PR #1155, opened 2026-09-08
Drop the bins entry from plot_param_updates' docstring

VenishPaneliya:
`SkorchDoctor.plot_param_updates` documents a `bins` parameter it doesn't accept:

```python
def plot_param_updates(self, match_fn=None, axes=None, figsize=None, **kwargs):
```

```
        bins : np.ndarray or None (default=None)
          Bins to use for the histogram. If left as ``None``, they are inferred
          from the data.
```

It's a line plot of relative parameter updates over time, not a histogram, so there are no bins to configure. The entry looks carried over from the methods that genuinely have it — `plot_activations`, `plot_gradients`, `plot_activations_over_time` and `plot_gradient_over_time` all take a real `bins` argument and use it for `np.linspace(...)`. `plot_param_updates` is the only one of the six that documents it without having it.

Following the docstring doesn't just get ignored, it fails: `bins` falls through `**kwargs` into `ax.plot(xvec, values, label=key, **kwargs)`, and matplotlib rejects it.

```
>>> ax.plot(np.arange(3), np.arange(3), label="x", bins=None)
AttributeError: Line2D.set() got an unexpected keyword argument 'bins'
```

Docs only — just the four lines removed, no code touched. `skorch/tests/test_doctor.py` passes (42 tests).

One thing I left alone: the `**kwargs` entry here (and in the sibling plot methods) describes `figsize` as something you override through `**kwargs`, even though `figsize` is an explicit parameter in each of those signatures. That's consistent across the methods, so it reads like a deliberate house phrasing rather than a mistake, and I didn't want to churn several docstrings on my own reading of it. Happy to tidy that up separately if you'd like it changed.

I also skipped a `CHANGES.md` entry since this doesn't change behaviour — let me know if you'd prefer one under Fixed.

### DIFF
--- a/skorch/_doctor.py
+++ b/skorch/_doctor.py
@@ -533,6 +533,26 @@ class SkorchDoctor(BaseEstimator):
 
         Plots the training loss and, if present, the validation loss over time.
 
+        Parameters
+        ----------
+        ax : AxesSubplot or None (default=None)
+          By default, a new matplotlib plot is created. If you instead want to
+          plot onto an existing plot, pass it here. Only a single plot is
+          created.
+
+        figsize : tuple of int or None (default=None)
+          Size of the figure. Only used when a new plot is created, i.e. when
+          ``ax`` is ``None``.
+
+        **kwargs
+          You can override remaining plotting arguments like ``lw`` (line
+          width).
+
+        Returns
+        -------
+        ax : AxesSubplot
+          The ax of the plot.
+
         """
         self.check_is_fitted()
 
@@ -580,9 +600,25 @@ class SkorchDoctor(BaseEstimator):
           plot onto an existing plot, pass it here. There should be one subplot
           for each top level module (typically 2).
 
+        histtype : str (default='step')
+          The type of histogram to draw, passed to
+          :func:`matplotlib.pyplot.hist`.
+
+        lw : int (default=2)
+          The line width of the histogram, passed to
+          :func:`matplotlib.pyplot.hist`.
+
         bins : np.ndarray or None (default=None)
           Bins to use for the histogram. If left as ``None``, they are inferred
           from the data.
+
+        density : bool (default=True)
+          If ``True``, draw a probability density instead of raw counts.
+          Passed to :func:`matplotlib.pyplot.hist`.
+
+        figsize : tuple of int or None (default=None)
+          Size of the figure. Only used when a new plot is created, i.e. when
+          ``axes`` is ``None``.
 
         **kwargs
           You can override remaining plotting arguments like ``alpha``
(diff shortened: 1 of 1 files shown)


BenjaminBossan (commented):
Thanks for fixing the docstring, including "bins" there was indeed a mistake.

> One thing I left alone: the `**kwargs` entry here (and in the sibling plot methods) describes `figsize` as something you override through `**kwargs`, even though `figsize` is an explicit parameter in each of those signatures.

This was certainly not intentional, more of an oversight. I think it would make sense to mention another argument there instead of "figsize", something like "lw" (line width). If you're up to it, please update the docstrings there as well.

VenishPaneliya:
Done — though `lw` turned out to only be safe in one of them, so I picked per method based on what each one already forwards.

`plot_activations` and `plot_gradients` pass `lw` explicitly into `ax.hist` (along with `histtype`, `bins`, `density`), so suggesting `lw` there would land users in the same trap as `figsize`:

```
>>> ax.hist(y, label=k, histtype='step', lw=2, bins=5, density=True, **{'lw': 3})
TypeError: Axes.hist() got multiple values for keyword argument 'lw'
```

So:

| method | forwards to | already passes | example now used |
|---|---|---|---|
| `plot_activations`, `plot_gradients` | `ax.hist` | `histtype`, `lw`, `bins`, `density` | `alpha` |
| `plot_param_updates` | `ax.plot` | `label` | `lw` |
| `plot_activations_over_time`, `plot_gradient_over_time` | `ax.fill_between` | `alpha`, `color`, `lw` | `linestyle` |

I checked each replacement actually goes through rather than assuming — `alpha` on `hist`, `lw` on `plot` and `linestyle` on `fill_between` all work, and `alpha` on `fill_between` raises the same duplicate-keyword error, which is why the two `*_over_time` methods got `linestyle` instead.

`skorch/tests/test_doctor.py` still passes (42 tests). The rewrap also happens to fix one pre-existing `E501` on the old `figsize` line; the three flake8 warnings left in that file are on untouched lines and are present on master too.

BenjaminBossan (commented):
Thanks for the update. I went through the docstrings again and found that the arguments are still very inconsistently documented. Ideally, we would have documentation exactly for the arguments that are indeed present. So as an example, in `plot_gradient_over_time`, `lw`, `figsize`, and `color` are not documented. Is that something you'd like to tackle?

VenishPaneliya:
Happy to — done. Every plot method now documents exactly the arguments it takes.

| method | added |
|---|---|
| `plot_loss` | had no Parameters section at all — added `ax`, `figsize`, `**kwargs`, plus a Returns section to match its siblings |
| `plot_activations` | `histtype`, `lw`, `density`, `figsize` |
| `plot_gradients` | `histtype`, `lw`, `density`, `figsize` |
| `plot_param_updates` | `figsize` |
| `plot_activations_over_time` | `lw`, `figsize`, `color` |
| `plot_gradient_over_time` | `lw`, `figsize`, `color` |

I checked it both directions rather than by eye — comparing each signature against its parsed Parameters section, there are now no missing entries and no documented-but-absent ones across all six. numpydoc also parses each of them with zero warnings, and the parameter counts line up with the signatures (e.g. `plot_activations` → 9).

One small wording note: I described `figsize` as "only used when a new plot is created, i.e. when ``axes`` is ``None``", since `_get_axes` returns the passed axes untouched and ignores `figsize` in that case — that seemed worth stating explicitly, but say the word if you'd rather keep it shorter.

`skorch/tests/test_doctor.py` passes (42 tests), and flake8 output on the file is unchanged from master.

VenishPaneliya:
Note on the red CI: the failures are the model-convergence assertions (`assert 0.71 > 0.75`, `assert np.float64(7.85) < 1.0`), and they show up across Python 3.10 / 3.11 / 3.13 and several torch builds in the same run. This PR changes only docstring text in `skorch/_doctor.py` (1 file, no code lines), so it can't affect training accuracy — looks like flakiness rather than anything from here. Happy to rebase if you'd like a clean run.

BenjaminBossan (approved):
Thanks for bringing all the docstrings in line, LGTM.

◆ ◆ ◆ ◆ ◆

**Directions**
Scan the records above for the string "into", then copy each line where it turns up.

**Output for this task**
Following the docstring doesn't just get ignored, it fails: `bins` falls through `**kwargs` into `ax.plot(xvec, values, label=key, **kwargs)`, and matplotlib rejects it.
`plot_activations` and `plot_gradients` pass `lw` explicitly into `ax.hist` (along with `histtype`, `bins`, `density`), so suggesting `lw` there would land users in the same trap as `figsize`:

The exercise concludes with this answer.